1. Field of the Invention
The invention relates to the production of microsensors machined in silicon, in particular accelerometers for applications of assisting with navigation in aircraft, and pressure sensors.
2. Discussion of the Background
Various embodiments of such sensors have already been proposed in the art, and in particular sensors produced by superposition of three silicon plates assembled together by bonding or welding, the plates being machined partly before assembly and partly after assembly. The central plate has directly active mechanical elements, that is to say on which the acceleration is exerted in the case of an accelerometer, the pressure in the case of a pressure sensor; it also has electrical elements needed for its operation. The upper and lower plates frame the central plate and, where appropriate, carry the electrical elements needed for its operation, in addition to the electrical elements of the central plate (in particular electrical connections).
One of the main problems which are posed in the fabrication of these sensors is the etching of certain elements of the central plate, and most particularly elements which require high micromachining precision because of their role in the sensor.
This is the case, in particular, with the moving suspension elements of the microsensor, that is to say the mechanical elements which undergo movements or stresses as a function of the parameters which it is desired to measure (accelerations, pressure etc.).

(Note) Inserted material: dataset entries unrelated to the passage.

PR #410, opened 2021-04-26
Render brew class with template. Add Linux support

wdullaer:
The main goal of this PR is to add Linux support to the homebrew tap.

The current sed implemenation doesn't allow you to template 2 different SHA files.

<strike>The action has been updated to run a small go program that renders the ruby class as a template, which is much more robust.
The mac-latest virtual environment includes a go runtime by default: https://github.com/actions/virtual-environments/blob/main/images/macos/macos-10.15-Readme.md#language-and-runtime</strike>

The corresponding changes to the brew repo are done in this PR (which should be merged first): https://github.com/clojure-lsp/homebrew-brew/pull/2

Typically, in an accelerometer having a sensitive mass attached to a fixed framework by suspension elements and a resonant beam, the problem resides in the etching of the suspension elements and of the resonant beam. Similarly, in a pressure sensor having a thin plate experiencing a pressure and transmitting its deformations to the ends of a resonant beam, the problem resides above all in the etching of the resonant beam and of the elements through which it is connected to the thin plate.
In order to obtain sufficient etching precision in terms of the widths and thicknesses of these beams, it is currently necessary to resort to complex silicon-plate structures, with silicon oxide layers integrated in the thickness of the plate (structures with multiple epitaxy or structures with implanted oxide layers), which is expensive. Otherwise, the etching is not precise enough, although the performance of the sensor does in fact depend on the etching precision. It has been found, for example, that the precision with which the beam is etched is not sufficient when the beam is etched by chemical attack on its two faces through a mask deposited on one face.
Lastly, in general, the machining of the elements of the central plate is made particularly difficult because, further to the etching of the active elements, it is necessary to provide other etches, including very deep etches which may extend as far as full separation of an active central area from a peripheral frame, these deep etches having to be carried out without compromising the partial etches of the active elements. The result of this is that the fabrication process has to take a large number of constraints into account, and the object of the present invention is to propose to carry out certain fabrication steps in an advantageous way while being compatible with the many other steps which need to be performed in order to obtain an operational sensor.